## PROVIDED DATA
Issue #175, opened 2018-03-27
Support For Field Grouping


TkTech:
@wardi thoughts on adding field groups to the core? Here's an example of how they render by default at the moment:

<img width="704" alt="ff" src="https://user-images.githubusercontent.com/72590/37946759-21cedf38-3155-11e8-8977-2f326bacaed4.png">

It makes a few small changes:

- Adds `default_group` as an optional top-level setting on the schema (defaults to "General" if not set)
- Adds `group` as a per-field option, defaulting to the value of `default_group`.
- Adds `group_order` as an optional top-level setting on the schema to specify the display order of groups. `group_order=["General", "Contact", "License"]`

wardi:
sounds awesome! Are you thinking of grouping the edit form the same way?

"group" is pretty overloaded in ckan though, how about "display group" or similar just to reduce possible confusion?

TkTech:
It currently doesn't change the edit form at all, but that's just templating. `display_group` sounds fine to me, I didn't want it to be too long as it's potentially a lot of typing. I'll prepare a PR from our fork.

TkTech:
![image](https://user-images.githubusercontent.com/72590/44009385-82693ea6-9e79-11e8-8033-1e75dd8958c6.png)

- Field groupings now apply to edit pages and resources.
- Groups can have descriptions.
- Styling of the edit page has been redone to be cleaner and use space more effectively.
- Groups can be collapsed by default for large schema pages
- Fields can have default values on presentation, as well as fields with display snippet set to null in which case it's populated after submission but before validation.

TkTech:
This is included in PR #203.

howff:
@TkTech - this looks great! But since #201 seems to have been abandoned how can we get your support for field grouping? Thanks :)

wardi:
@howff until #203 is complete you can always override the `scheming/package/snippets/additional_info.html` template to display fields grouped any way you like in your theme extension.

TkTech:
@howff see the remaining work on #203, which includes these changes (and a lot more) but just needs some help finishing off tests and documentation.

jqnatividad:
@TkTech @wardi just pinging on the status of Field Grouping...

wardi:
I took the required grouping out of #203 to try to keep the changes on that branch smaller. I'd like to see grouping as an optional feature, but it can also be implemented by overriding a couple templates in a theme plugin.

PR #201, opened 2019-01-03
Composite + Repeating As Core Scheming Features

TkTech:
A bit messy but as people were requesting the changes, here they are. Absolutely 100% not-ready-to-merge (no tests!) It's based on PR #176. It tries not to break too many templates which is why there are some real ugly kludges (ex: `scheming_massage_subfield`)

The main changes in this are:

1. Field default values, which can be simple text strings or complex jinja templates. Ex:
```yaml
- field_name: date_published
  label: Date Published
  default: "{{ h.now().strftime('%Y-%m-%d') }}"
  form_snippet: date.html
  validators: require_when_published
```
2. Support for grouping fields, both for display and editing (`display_group: General`) (#175)
3. Resources and packages are rendered identically, simplifying things.
4. The behaviour of ckanext-composite and ckanext-repeating is included in core, but is implemented completely differently. You can have complex, repeating fields and field groups using any snippets, autocompletes, validators, etc... and they'll all "just work". Just provide a list of `subfields` to turn a field into a composite field, and add `repeatable: true` to allow more than one. `form_blanks` can be used to specify how many repeatable fields should be rendered by default. Ex:
```yaml
- field_name: change_history
  label: Change History
  help_text: "A description of changes made to the data since its release. For each change, indicate the date of change and describe what was changed and why. When a dataset is first published, there is one change history entry for the initial creation of the dataset.  Add additional change history entries as needed."
  display_group: Science
  repeatable: true
  form_blanks: 1
  subfields:
  - field_name: change_description
    label: Description of Change
    default: "Initial creation of dataset record"
    form_snippet: textarea.html
    display_snippet: text.html
    validators: require_when_published

  - field_name: change_date
    label: Date of Change
    form_snippet: date.html
    display_snippet: date.html
    default: "{{ h.now().strftime('%Y-%m-%d') }}"
```
5. Missing call to the help text snippet is added to slug.html

@wardi requested you as a reviewer just to get your thoughts if you have time. I will likely squash this and redo it before anything gets merged so feedback is appreciated.


circle.yml
```diff
@@ -20,7 +20,6 @@ dependencies:
   override:
   - git clone https://github.com/ckan/ckan
   - python setup.py develop
-  - pip install -r requirements.txt
```
wardi: why was this removed?

ckanext/scheming/commands.py
```diff
@@ -1,65 +0,0 @@
...
-                field_names = ('dataset_fields', 'fields', 'resource_fields')
-
-                for field_name in field_names:
-                    if s[typ].get(field_name):
-                        if field_name == 'resource_fields':
-                            print " * " + json.dumps("resource")
-                        for field in s[typ][field_name]:
-                            print "   - " + json.dumps(field['field_name']),
-                            print scheming_language_text(field.get('label'))
-            print
```
wardi: removing to reduce paste dependencies?

circle.yml
wardi: ah, moved to install_requires

wardi:
moving the examples into their own directory is good, but our readme says to use  `scheming.dataset_schemas = ckanext.scheming:camel_photos.json` which will no longer work. Could move the examples dir to ckanext/scheming/examples instead so that this type of import will still work

ckanext/scheming/plugins.py
```diff
@@ -69,65 +51,68 @@ class _SchemingMixin(object):
...
+                'scheming.presets',
+                DEFAULT_PRESETS
+            ).split()
+        )
+
+        _SchemingMixin._presets = {
+            field['preset_name']: field['values']
+            for preset_path in presets
+            for field in _load_schema(preset_path)['presets']
+        }
```
wardi: I like renaming `f` to `preset_path` but otherwise I find the original code easier to understand

ckanext/scheming/plugins.py
```diff
@@ -234,28 +220,44 @@ def validate(self, context, data_dict, schema, action):
...
-        if action_type == 'show':
-            get_validators = _field_output_validators
-        elif action_type == 'create':
-            get_validators = _field_create_validators
-        else:
-            get_validators = _field_validators
+        get_validators = {
+            'show': _field_output_validators,
+            'create': _field_create_validators,
+            'upate': _field_create_validators
```
wardi: `upate`?  Also update doesn't use the `_field_create_validators`. I prefer the original code here even if it's longer.

ckanext/scheming/plugins.py
```diff
@@ -234,28 +220,44 @@ def validate(self, context, data_dict, schema, action):
...
+                )
+
+                # Apply default field values before going through validation. This
+                # deals with fields that have form_snippet set to null, and fields
+                # that have defaults added after initial creation.
+                if data_dict.get(f['field_name']) is None:
+                    default = f.get('default')
+                    if default:
+                        data_dict[f['field_name']] = (
+                            helpers.scheming_render_from_string(
```
wardi: I love jinja template defaults, but let's name them "default_template" instead of "default" so we still have the fast path for common non-jinja defaults.

ckanext/scheming/plugins.py
```diff
@@ -362,10 +364,12 @@ def _load_schema_module_path(url):
...
-    p = os.path.join(os.path.dirname(inspect.getfile(m)), file_name)
-    if os.path.exists(p):
-        watch_file(p)
-        return loader.load(open(p))
+
+    path = os.path.join(os.path.dirname(inspect.getfile(m)), file_name)
+    if os.path.exists(path):
+        watch_file(path)
+        with open(path, 'rb') as schema_file:
+            return yaml.load(schema_file)
```
wardi: I don't love parsing json with yaml because then users are going to sneak yamlisms into their schemas without renaming them. Also since pyyaml has code execution vulnerabilities this opens up sites with live schema editors to potential problems

ckanext/scheming/plugins.py
```diff
@@ -412,16 +415,25 @@ def _field_validators(f, schema, convert_extras):
...
+            f['validators'],
+            f,
+            schema
+        )
     elif helpers.scheming_field_required(f):
-        validators = [not_empty, unicode]
+        validators = [not_empty]
     else:
-        validators = [ignore_missing, unicode]
+        validators = [ignore_missing]
```
wardi: huh. I wonder why I had unicode there. Good change.

ckanext/scheming/helpers.py
```diff
@@ -343,3 +347,46 @@ def scheming_display_json_value(value, indent=2):
...
+
+    return template.render(**kwargs)
+
+
+def scheming_massage_subfield(field, subfield, index, data):
+    # Subfield & data are re-used, we must not modify the original!
+    sf = subfield.copy()
+    data = data.copy()
+
+    new_field_name = '{field_name}-{index}-{subfield_name}'.format(
```
wardi: I learned that our controllers already have a convention for nested parameters: 
https://github.com/ckan/ckan/blob/2.7/ckan/controllers/package.py#L564-L565

This converts parameters in the form `field_name__index__subfield_name` into lists of nested dicts automatically in the controller. We should use this instead of inventing another nested list-of-dicts implementation for scheming.

ckanext/scheming/templates/scheming/form_snippets/_organization_select.html
```diff
@@ -10,7 +10,7 @@
     error=errors[field.field_name],
     is_required=org_required,
     classes=['form-group', 'control-medium'],
-    extra_html=caller() if caller,
```
wardi: trailing commas are my right as a python programmer gosh darn it! :-)

ckanext/scheming/templates/scheming/form_snippets/slug.html
```diff
@@ -32,4 +32,4 @@
     is_required=h.scheming_field_required(field)
     ) }}
 
-
+{%- snippet 'scheming/form_snippets/help_text.html', field=field -%}
```
wardi: was this getting repeated?

ckanext/scheming/templates/scheming/package/resource_read.html
```diff
@@ -9,58 +9,61 @@
...
+                            object_type=dataset_type -%}
+                                </dd>
+                            {% endfor %}
+                        </dl>
+                    </div>
+                {% endif %}
+            {% endfor %}
+        {% endblock %}
+
+    </div>
```
wardi: ckan's templates are indented 2 spaces, changing all the indentation to 4 is making it harder to see the actual change here

setup.py
```diff
@@ -19,17 +15,17 @@
...
+        'pytz'
+    ],
     entry_points=\
     """
     [ckan.plugins]
     scheming_datasets=ckanext.scheming.plugins:SchemingDatasetsPlugin
     scheming_groups=ckanext.scheming.plugins:SchemingGroupsPlugin
     scheming_organizations=ckanext.scheming.plugins:SchemingOrganizationsPlugin
-    scheming_test_subclass=ckanext.scheming.tests.plugins:SchemingTestSubclass
-    scheming_test_plugin=ckanext.scheming.tests.plugins:SchemingTestSchemaPlugin
```
wardi: removing test plugins?

ckanext/scheming/helpers.py
wardi: This could be too large a change to ask for as part of getting this PR merged. Let's just revisit later.

wardi:
This PR just needs conflicts resolved and some minor fixes mentioned above.

ckanext/scheming/templates/scheming/form_snippets/slug.html
TkTech: It was added not removed, no help text was being displayed for slugs.

ckanext/scheming/helpers.py
TkTech: It's commented elsewhere, but it's done this way because that's already how composite and repeating do it. Without this, plugins that were built on top of them cannot find the fields.

ckanext/scheming/commands.py
TkTech: Needs paste and an update for py3. Didn't seem terribly useful so with limited time I just removed it.

ckanext/scheming/plugins.py
TkTech: Which takes precedence when overloading from presets?

ckanext/scheming/plugins.py
TkTech: There was a reason for this, to make the assignment a single atomic operation...can't remember why tho, I think something I was experimenting with in load_schema would call something else that would in turn look at the presets again...

ckanext/scheming/plugins.py
wardi: let's say default_template since it's cooler. If there's a default_template in a preset but a schema wants a static value they can either use the same static value as the new default_template or set `default_template: null`

ckanext/scheming/plugins.py
wardi: ok, so we could build this as a new dict then overwrite the shared one to make it atomic.

The way these values are cached in class variables probably isn't safe even with the atomic update for example with tests reloading configurations. Need a better way to store and update these.

ckanext/scheming/commands.py
wardi: I'm fine with this

wardi:
closing in favour of #203

ckanext/scheming/templates/scheming/package/resource_read.html
```diff
@@ -9,58 +9,61 @@
...
+                    <th scope="row">{{ _('License') }}</th>
+                    <td>{% snippet "snippets/license.html", pkg_dict=pkg, text_only=True %}</td>
+                </tr>
+            {%- endblock -%}
+            </tbody>
+        </table>
+
+        {% block resource_fields %}
+            {%- for group in schema.resource_fields|groupby('display_group') -%}
+                {%- set group_fields = h.non_empty_fields(group.list|list, res, exclude_fields) -%}
```
wardi: Where's this defined?

TkTech:
```
def non_empty_fields(field_list, pkg_dict, exclude):
    r = []
    for field in field_list:
        if field['field_name'] in exclude:
            continue

        if field.get('display_snippet', False) is None:
            continue

        if pkg_dict.get(field['field_name']):
            r.append(field)
return r
```

Was missed when pulling chunks out for the PR.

## EXERCISE
All lines in the entries above that hold the word "pages" need to be copied.

## EXERCISE RESPONSE
- Field groupings now apply to edit pages and resources.
- Groups can be collapsed by default for large schema pages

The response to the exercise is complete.